In the meantime, the state has to make certain sports gambling doesn’t get out of hand — particularly from the many offshore internet gaming sites.
The Commission will be taking public input through this year. The public’s insights should help the Commission come up with a plan that serves the best interests of the state and its residents.
Reform state’s Department of Corrections
The cycle of failures at the state Department of Corrections remains unacceptably alive.
The DOC found six Monroe Correctional Complex inmates, three of whom died, suffered under negligent care by the center’s head doctor, as The Times’ Jim Brunner reported. While Dr.

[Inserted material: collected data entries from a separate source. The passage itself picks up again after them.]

PR #13, opened 2016-11-17
Assessment Service refactoring

burzum619:
- Added Item, ItemProperties, ItemConstraints into the Assessment domain hierarchy
- Removed individual endpoints for ItemConstraint, ItemProperties. Moved integration/unit tests into ItemQueryRepositoryImplIntegrationTests
- Broke out Forms retrieval into its own repo.
- Full Assessment is now assembled in AssessmentService. Builders have been removed on Assessment, Segment, and Items and setters were added.

Concerns and quibbles:
- Should "clientname" be added as a param to the assessment GET API? The item constraints in particular are Clientname specific, and its theoretically possible for multiple assessments with the same assessmentId to be loaded into the system with different clientnames.
- Should ItemConstraint be possibly moved into AssessmentRepo (or its own repo even?) It's not tied into any particular items.
- ItemConstraints are currently retrieved by assessmentId (while other data is retrieved with assessmentKey). Not a big deal as the service calling findItemConstraints already has retrieved the Assessment (and assessmentId).


service/src/main/java/tds/assessment/services/impl/AssessmentServiceImpl.java
```diff
@@ -1,25 +1,78 @@
...
+        for (Segment segment : assessment.get().getSegments()) {
+            segment.setForms(forms.stream()
+                .filter(form -> form.getSegmentKey().equals(segment.getKey())).collect(Collectors.toList()));
+            segment.setItems(items.stream()
+                .filter(item -> item.getSegmentKey().equals(segment.getKey())).collect(Collectors.toList()));
+        }
+    }
+
+    private static void mapItems(List<Item> items, List<ItemProperty> itemProperties) {
+        Multimap<String, ItemProperty> itemIdToPropertyMap = ArrayListMultimap.create();
```
burzum619, line 69: In hindsight, instead of using a Multimap to map the properties to each item, we could add an "itemId" property to the ItemProperty to link it back to its parent Item. Then we can use lambdas to map properties to the Items as we do with Forms and Items in lines 59-62 of this same file.

client/src/main/java/tds/assessment/Assessment.java
```diff
@@ -12,9 +12,18 @@
     private String selectionAlgorithm;
     private float startAbility;
     private String subject;
+    private List<ItemConstraint> itemConstraints;
```
millerts: Can we set this up with an empty list?  Either in the getter or like we do with Segments?  Basically, I think we shouldn't return null.

millerts: I also wonder if we should make these arrays instead of lists.

client/src/main/java/tds/assessment/Segment.java
```diff
@@ -12,33 +12,23 @@
     private float startAbility;
     private String subject;
     private String assessmentKey;
-    private int position;
-    private int minItems;
+    private int position;private int minItems;
```
millerts: Please add a line break between properties

service/src/main/java/tds/assessment/repositories/impl/ItemQueryRepositoryImpl.java
```diff
@@ -0,0 +1,133 @@
...
+                rs.getString("description"),
+                rs.getString("itemId")
+            )
+        );
+    }
+
+    @Override
+    public List<ItemConstraint> findItemConstraintsForAssessment(final String assessmentId) {
+        Map<String, Object> parameters = new HashMap<>();
+//        parameters.put("clientName", clientName);
```
millerts: I assume this will be added back in a subsequent pull request?

service/src/main/java/tds/assessment/services/impl/AssessmentServiceImpl.java
```diff
@@ -1,25 +1,78 @@
...
+            maybeAssessment.get().setItemConstraints(itemConstraints);
+
+            mapItems(items, itemProperties);
+            mapAssessment(maybeAssessment, forms, items);
+        }
+
+        return maybeAssessment;
+    }
+
+    private static void mapAssessment(Optional<Assessment> assessment, List<Form> forms, List<Item> items) {
```
millerts: Can we rename this to something like `assignFormsAndItemsToAssessmentSegments()`?

service/src/main/java/tds/assessment/services/impl/AssessmentServiceImpl.java
```diff
@@ -1,25 +1,78 @@
...
+        this.itemQueryRepository = itemQueryRepository;
     }
 
     @Override
     public Optional<Assessment> findAssessmentByKey(String assessmentKey) {
-        return assessmentQueryRepository.findAssessmentByKey(assessmentKey);
+        Optional<Assessment> maybeAssessment = assessmentQueryRepository.findAssessmentByKey(assessmentKey);
+
+        if (maybeAssessment.isPresent()) {
+            List<Form> forms = formQueryRepository.findFormsForAssessment(assessmentKey);
```
millerts, line 45: As we enter the conditional can we do `Assessment assessment = maybeOptional.get();`?  I think it'd read better below.

service/src/main/java/tds/assessment/services/impl/AssessmentServiceImpl.java
millerts: Also, since this is private we should just pass the assessment not the Optional since this is only called if assessment isn't null.

service/src/main/java/tds/assessment/services/impl/AssessmentServiceImpl.java
millerts: With the way Java references work everything else will work the same

service/src/main/java/tds/assessment/services/impl/AssessmentServiceImpl.java
millerts: I'm not following this comment.  It looks like the property already has an itemId.

service/src/test/java/tds/assessment/repositories/ItemQueryRepositoryImplIntegrationTests.java
```diff
@@ -0,0 +1,247 @@
...
+        assertThat(item1.getGroupKey()).isEqualTo("GK-4");
+        assertThat(item1.getItemType()).isEqualTo("MC");
+        assertThat(item1.getPosition()).isEqualTo(1);
+        assertThat(item1.getSegmentKey()).isEqualTo("(SBAC_PT)IRP-Perf-ELA-11-Summer-2015-2016");
+        assertThat(item1.getStrand()).isEqualTo("silver strand");
+        assertThat(item1.isActive()).isTrue();
+        assertThat(item1.isFieldTest()).isTrue();
+        assertThat(item1.isRequired()).isTrue();
+    }
+
```
millerts, line 141: Can we remove some of these extra line breaks?

client/src/main/java/tds/assessment/Assessment.java
```diff
@@ -12,9 +12,18 @@
...
     private List<Segment> segments = new ArrayList<>();
 
-    private Assessment() {}
+    public Assessment() {}
```
millerts, line 18: If we leave this as is the public constructor can go away since Objects all have an empty constructor.

General question about all mutable objects in this project, do we want to have everything to have setters?  Or should the constructor instead take in the minimal amount of values that would make for a valid object.  I'd use the DB (non null fields) as a starting place for those minimal properties.

We can discuss more in tomorrow's parking lot.

service/src/main/java/tds/assessment/repositories/impl/ItemQueryRepositoryImpl.java
```diff
@@ -0,0 +1,133 @@
...
+                    item.setGroupKey(rs.getString("groupkey"));
+                    item.setPosition(rs.getInt("position"));
+                    item.setActive(rs.getBoolean("isactive"));
+                    item.setFieldTest(rs.getBoolean("isfieldtest"));
+                    item.setRequired(rs.getBoolean("isrequired"));
+                    item.setStrand(rs.getString("strandname"));
+                    return item;
+                }
+        );
+
```
millerts, line 67: Remove extra line breaks.

service/src/main/java/tds/assessment/repositories/impl/ItemQueryRepositoryImpl.java
```diff
@@ -0,0 +1,133 @@
...
+@Repository
+public class ItemQueryRepositoryImpl implements ItemQueryRepository {
+    private NamedParameterJdbcTemplate jdbcTemplate;
+
+    @Autowired
+    public ItemQueryRepositoryImpl(final DataSource dataSource) {
+        jdbcTemplate = new NamedParameterJdbcTemplate(dataSource);
+    }
+
+    public List<Item> findItemsForAssessment(final String assessmentKey) {
```
millerts, line 29: Did you consider left joining tblitemprops and getting the items and their properties all in a single call?  It'd be one less db call we'd have to do.  Obviously it will add a bit of complexity to the mapper.

millerts (changes requested):
Some general questions and small tweaks.

millerts:
To your general comment questions:
- Yes, it looks like clientname should be added to the path.
- It sounds like itemConstraints are at an assessment level not an item level so I would put it in Assessment related repository.
- I agree it isn't a big deal.

client/src/main/java/tds/assessment/Assessment.java
burzum619: Todd, I think that's a great point. There are some constructors (like segment or item) that take in their respective keys as constructor arguments - I think if it makes sense, we should add as many required fields to the constructor as possible. At what point do we decide there are too many arguments to include in the constructor, though?

Regarding setters - I'd be fine with removing the setters that aren't needed. Curious to hear other people's thoughts on this.

client/src/main/java/tds/assessment/Segment.java
burzum619: Woops, nice catch. Fixed.

service/src/main/java/tds/assessment/repositories/impl/ItemQueryRepositoryImpl.java
burzum619: I did briefly consider this, but not sure how much it would really save us in the long run considering the Assessment will likely be pretty heavily cached. I'm fine with either direction.

service/src/main/java/tds/assessment/repositories/impl/ItemQueryRepositoryImpl.java
burzum619: I would like to include it in this pull request. I wanted to get some feedback (as discussed at standup) on whether or not we should include the clientName in the GET Assessment API url params. I've been leaning towards "yes".

service/src/main/java/tds/assessment/services/impl/AssessmentServiceImpl.java
burzum619: Done

service/src/main/java/tds/assessment/services/impl/AssessmentServiceImpl.java
burzum619: Yes on both points, thanks.

service/src/main/java/tds/assessment/repositories/impl/ItemQueryRepositoryImpl.java
millerts: I thought we left with a pretty clear understanding of how it would work after standup.

`assessments/{clientName}/{assessmentKey}`

The reason I asked for it to not be included is because the URL change results in changes across other projects stopping this from being merged until that work is complete.  Branch off this branch if you want.  I see no reason it all needs to be in this pull.

It isn't as big of deal anymore now that people are no longer waiting for this work to complete.

client/src/main/java/tds/assessment/Assessment.java
burzum619: I agree with initializing all these as empty lists (to avoid NPEs). Shouldn't in happen in practice since the query() repo calls return an empty list by default, but still a good idea.

I'm not really convinced that arrays are necessary here. I guess they wouldn't hurt, but from my experience/research they don't really seem to have much benefit. When working with objects I prefer to use Lists. Lists have more flexibility, and I don't think we'd see any sort of performance gain by switching to arrays. My understanding is that the ArrayList implementation uses arrays internally anyway. With that said, I'm open and could definitely be convinced to use arrays instead.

Julia Barnett has been fired for misconduct and investigators are working to determine if she bears responsibility for four additional inmate deaths there, the agency must undertake broader reforms.
The waves of dysfunction that have roiled DOC under Gov. Jay Inslee’s watch are too much to tolerate.
Within the last four years, the DOC has disclosed two separate failures at tracking inmate sentences have set thousands of prisoners free early. This past spring, DOC leaders abruptly banned book donations to prisoners under the pretext contraband was coming in via books. This was later proven false by The Times’ reporting, and the ban was reversed.
Now the tragic consequences of Barnett’s failures at the Monroe prison must be added to that list. DOC’s failures there began when Barnett was hired. She lacked two stated qualifications for the job: a DOC-approved medical residency and board certification. Yet the agency — unable, officials said, to attract better candidates — brought her onboard for a $260,000-a-year role supervising doctors and nurses who care for 2,400 inmates.
Prison health care is a notoriously difficult endeavor, but it is an absolute necessity for the human rights of the captive population. The DOC justified Barnett’s hire in March 2017 by counting her experience for an Arizona prison health-care contractor as a substitute for credentials. Prison medicine is too critical for inadequate qualifications to be papered over. The personnel department should be required to hold fast to job requirements instead of risking inmate lives by hastily filling a position.
Even worse was the DOC’s long-running failure to keep close watch on conditions in the Monroe prison health system. Although alleged patterns of poor treatment within Monroe predate Barnett’s tenure, the excruciating and sometimes fatal ordeals sick inmates faced under her 19-month tenure are intolerable. Written records from the prison point toward a callous disregard for inmate health.
DOC administrators now promise to keep closer watch on each prison’s medical conditions and review deaths more closely, but that commitment is mightily overdue. The seven questionable deaths under Barnett’s watch require a public accounting for why inexcusable conditions were allowed to persist so long and for why Washington’s prisons keep failing to perform adequately.